We conclude by providing the reader with an outlook on a hot research topic involving circular statistics, namely the protein structure prediction problem from structural bioinformatics. Predicting the correct three-dimensional structure of a protein given its one-dimensional protein sequence is seen as a holy grail problem. A protein consists of a sequence of amino acids, which essentially defines its three-dimensional shape and dynamic behaviour. Understanding the protein structure at local level represents a key component, and this local structure is adequately described using pairs of dihedral angles per amino acid. In recent years, researchers have made important progresses in this domain by recognizing that these pairs of angles are best described as data on the product space of two circles (a torus) and using the appropriate statistical techniques[3]. Improving further the state-of-the-art statistical tools is very likely to lead to significant further progress in this passionating problem. We hope to have convinced the reader of the usefulness and need to view appropriate biomedical and biological data as observations on the circle. For further reading, we refer the reader to the by now classical book Jammalamadaka & SenGupta[4],as well as to the recent monographs Pewsey et al. [5], focusing on using the software R for dealing with circular data, and Ley & Verdebout [6] which provides an up-to-date account on modern methodologies in the field of directional statistics.
References
- Mardia KV, Jupp PE (2000) Directional Statistics. Wiley, New York, USA.
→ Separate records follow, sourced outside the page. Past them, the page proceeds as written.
PR #2390, opened 2020-03-04
fix stopPropagation override for IE11

JoviDeCroock:
IE11 throws an error when overriding the stopPropagation method on an event

### DIFF
--- a/compat/src/render.js
+++ b/compat/src/render.js
@@ -52,12 +52,12 @@ options.event = e => {
 	if (oldEventHook) e = oldEventHook(e);
 	e.persist = () => {};
 	e.isDefaultPrevented = () => e.defaultPrevented;
-	const normalStopPropagation = e.stopPropagation;
 	let stoppedPropagating = false;
-	e.stopPropagation = function() {
-		stoppedPropagating = true;
-		normalStopPropagation.call(this);
-	};
+	Object.defineProperty(e, 'stopPropagation', {
+		value() {
+			stoppedPropagating = true;
+		}
+	});
 	e.isPropagationStopped = () => stoppedPropagating;
 	return (e.nativeEvent = e);
 };
--- a/compat/src/render.js
+++ b/compat/src/render.js
@@ -51,14 +51,23 @@ let oldEventHook = options.event;
 options.event = e => {
 	if (oldEventHook) e = oldEventHook(e);
 	e.persist = () => {};
-	e.isDefaultPrevented = () => e.defaultPrevented;
-	let stoppedPropagating = false;
-	Object.defineProperty(e, 'stopPropagation', {
-		value() {
-			stoppedPropagating = true;
-		}
-	});
+	let stoppedPropagating = false,
+		defaultPrevented = false;
+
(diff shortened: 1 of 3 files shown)


JoviDeCroock:
image

Looks like it works in IE11

compat/src/render.js
```diff
@@ -52,12 +52,12 @@ options.event = e => {
...
 	e.isDefaultPrevented = () => e.defaultPrevented;
-	const normalStopPropagation = e.stopPropagation;
 	let stoppedPropagating = false;
-	e.stopPropagation = function() {
-		stoppedPropagating = true;
-		normalStopPropagation.call(this);
-	};
+	Object.defineProperty(e, 'stopPropagation', {
+		value() {
+			stoppedPropagating = true;
```
marvinhagemeister: Looking at [the page in mdn](https://developer.mozilla.org/en-US/docs/Web/API/Event/stopPropagation) I'm wondering if we still need to call the original method somehow.

JoviDeCroock: Why, we just add an invocation listener with this?

38elements:
I may be misunderstanding .
I used following code on IE11.
This code worked normally.

```html
<!DOCTYPE html>
<html>
<head>
<meta charset="UTF-8" />
<title>Test</title>
</head>
<body>
<div id="bar">
  <div id="foo">foo<br>foo<br>foo<br></div>
</div>
<script type="text/javascript">
  var foo = document.getElementById('foo')
  foo.addEventListener('click', function(e) {
    var stopPropagation = e.stopPropagation
    e.stopPropagation = function() {stopPropagation.call(this)};
    e.stopPropagation();
    console.log('Foo');
  }, false);
  var bar = document.getElementById('bar')
    bar.addEventListener('click', function(e) {
    console.log('Bar');
  }, false);
</script>
</body>
</html>
```

JoviDeCroock:
@38elements look at the IE11 tests on master, or something weird happens to the closure on IE11 or the override doesn't take effect.

These tests only run on master, https://travis-ci.org/preactjs/preact/builds/656971648?utm_source=github_status&utm_medium=notification

We can enable them by enabling `sauceLabs` on our karma config

38elements:
@JoviDeCroock 
Thank you for reply.
I think that `event.defaultPrevented` may cause a problem.

```    
Error
   at AssertionError (node_modules/chai/chai.js:9449:7)
   at Assertion.prototype.assert (node_modules/chai/chai.js:239:7)
   at Anonymous function (node_modules/chai/chai.js:1021:5)
   at propertyGetter (node_modules/chai/chai.js:7899:9)
   at Anonymous function (webpack:///compat/test/browser/events.test.js:51:2 <- compat/test/browser/events.test.js:7244:5)
```

https://github.com/preactjs/preact/blob/0aaa85516ae64799ae0c842ea5cd5a33cc9c0830/compat/test/browser/events.test.js#L51

JoviDeCroock:
Seems like IE11 on Windows 7 was indeed bugging out, thanks @38elements I must've missed the line-number. You're a hero!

- Mooney JA, Helms PJ, Jolliffe IT (2003) Fitting mixtures of von Mises distributions: a case study involving sudden infant death syndrome. Computational Statistics and Data Analysis 41: 505-513.
- Hamelryck T, Mardia K, Ferkinghoff Borg J (2012) Bayesian Methods in Structural Bioinformatics. Springer.
- Jammalamadaka SR, SenGupta A (2001) Topics in Circular Statistics. World Scientific, Singapore.
- Pewsey A, Neuhauser M, Ruxton GD (2013) Circular Statistics in R. Oxford University Press, UK.
- Ley C, Verdebout T (2017) Modern Directional Statistics. Chapman & Hall/CRC Press, Boca Raton, USA.